A Comprehensive Study on Cyber Attack Vectors in EV Traction Power Electronics

Abstract

Electric vehicles (EVs) have drastically changed the auto industry and developed a new era of technologies where power electronics play the leading role in traction management, energy conversion and vehicle control processes. Nevertheless, this is a digital transformation, and the cyber-attack surface area has increased considerably, to the point that EV traction power electronics are becoming vulnerable to various cybersecurity risks. This paper is able to provide its expertise on possible cyber-attack vectors which can attack important parts of the traction, powertrain, including things like inverters, motor controllers, and communicated systems within the embedded bits.

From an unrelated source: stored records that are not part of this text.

PR #850, opened 2023-01-11
feat(misc): Added a quick search bar

LiamD-Flop:
Quick search bar to execute commands on the go :)

Haven't done cpp in a while so feel free to suggest stuff.

Before PR becomes open:
- [x] Hotkey to open search bar
- [x] Execute commands on enter
- [ ] Suggest commands while typing
- [ ] Implement history of previously executed commands when there are no suggestions
- [ ] Wait for translation service to be merged with this branch


src/renderer.cpp
```diff
@@ -165,10 +165,7 @@ namespace big
 		for (const auto& cb : m_wndproc_callbacks)
 			cb(hwnd, msg, wparam, lparam);
 
-		if (g_gui->is_open())
-		{
-			ImGui_ImplWin32_WndProcHandler(hwnd, msg, wparam, lparam);
-		}
+		ImGui_ImplWin32_WndProcHandler(hwnd, msg, wparam, lparam);
```
ghost, line 168: I've did precisely all of this when maybegreat48 gave me a hard on for commands. I came across an issue with inputbox glitching out and not responding. Unsure why, Pissed me off... I recommend making this not always on btw. The user can press things if any imgui window is open without knowledge. Can come back to haunt you in the future

LiamD-Flop: Yeah I discussed this with Yimura and we came to the conclusion that ImGui probably used key down events. That when I press enter on a command it will close my quick search. But the last key event ImGui received is an enter down. So when I open it again it will continue from having received this event and just start acting like a stuck key. That's our guess.

Yimura: As Flop said, this will fix a number of issues that ImGui would randomly have (stuck input fields that can't be modified, keys that remain pressed down, etc...). In our testing it did not negatively impact performance and I'd think that the ImGui team would properly optimise this function as in their implementation there's no need to disable calls to this function.

The only reason this was ever like this is because pocakking designed it that way 4 years ago.

src/gui.cpp
```diff
@@ -165,6 +166,8 @@ namespace big
 
 	void gui::wndproc(HWND hwnd, UINT msg, WPARAM wparam, LPARAM lparam)
 	{
+		if (VK_OEM_3 == wparam)
+			std::cout << "Yeet";
```
Yimura: Debug comment?

src/views/core/view_console.cpp
```diff
@@ -0,0 +1,37 @@
+#include "views/view.hpp"
+#include "pointers.hpp"
+#include "services/console/console_service.hpp"
+#include "backend/command.hpp"
```
Yimura: Already included by `services/console/console_service.hpp`

src/gui.cpp
```diff
@@ -15,10 +15,11 @@ namespace big
 	{
 		g_renderer->add_dx_callback(view::gta_data, -1); // -1 highest priority of drawing
 		g_renderer->add_dx_callback(view::notifications, -2); // second highest priority
+		g_renderer->add_dx_callback(view::console, -3); // third highest priority
 		g_renderer->add_dx_callback([this]
 		{
 			dx_on_tick();
-		}, -3); // 3rd highest priority
+		}, -4); // 4rd highest priority
```
Yimura: 4th not 4rd

src/renderer.cpp
ghost: But it also handles mouse input. Which can close, minimize, resize and press widgets etc for a window. That was the premise of my argument..

LiamD-Flop: From what I can see this shouldn't be an issue as the gui doesn't exist when you don't have it open. So it shouldn't be able to interact with any of it. And you're not able to interact with the items that do continuously draw as they get drawn from scratch and don't use any of the ImGui built in components, neither do they listen to keypresses.

ghost:
```c++
float draw_x = ImGui::GetCursorScreenPos().x;
float draw_y = ImGui::GetCursorScreenPos().y;

for (int i = 0; i < possible_commands.size(); i++)
{
    command* cmd = possible_commands[i]; 
    std::string content = cmd->get_label();

    draw_y += 5.f; // padding between

    draw->AddRectFilled(
	{ draw_x, draw_y },
	{ draw_x + 5.f + ImGui::CalcTextSize(content.c_str()).x + 5.f, draw_y + 5.f + ImGui::CalcTextSize(content.c_str()).y + 5.f  },
	ImColor{ 0, 0, 0, 200 },
	6.f,
	0
    );
    draw->AddText(
	{ draw_x + 5.f, draw_y + 5.f },
	ImColor{ 255, 255, 255, 200 },
	content.c_str()
    );
    draw_y += 5.f + ImGui::CalcTextSize(content.c_str()).y + 5.f; // total height of box
}
```
here's a little something i put together in 10 minutes. Just an example, edit to your liking. It uses the cursor position which needs to be be directly after ImGui::InputText 
image

src/backend/looped/self/off_radar.cpp
```diff
@@ -20,5 +20,5 @@ namespace big
 		}
 	};
 
-	off_radar g_off_radar("otr", "Off Radar", "Hides your blip from other players", g.self.off_radar);
+	off_radar g_off_radar("otr", "Off the Radar", "Hides your blip from other players", g.self.off_radar);
```
TheGreenBandit, line 23: Capitalize "the"

ghost: "Do not capitalize an article (a, an, the) unless it is first or last in the title. Do not capitalize a coordinating conjunction (and, or, nor, but, for, yet, so) unless it is first or last in the title."

LiamD-Flop: No fix needed as this PR will only be merged after the translation service gets added. Which will generalize this text anyways.

Yimura:
Closing in preference to #1029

Using the (STRIDE) threat modeling framework, the research outlines and groups the vulnerabilities of the architecture and runs some attack simulations, such as the Denial of Service (DoS), spoofing, firmware manipulation, and data injection. The experiments prove the fact that a slight interruption in the control signal, the sensed data may lead to the severe working implications, such as unstable sensor values of the torque, abnormal voltage shifts, and entire system freezes. These results highlight the high priority on the need of injective embedded intrusion preventive mechanisms and secure design of firmware in EV powertrain electronics. In this paper, the author makes his contribution to the general body of knowledge that underpins the links existing between cyber security practices and the peculiar needs of automotive power electronics.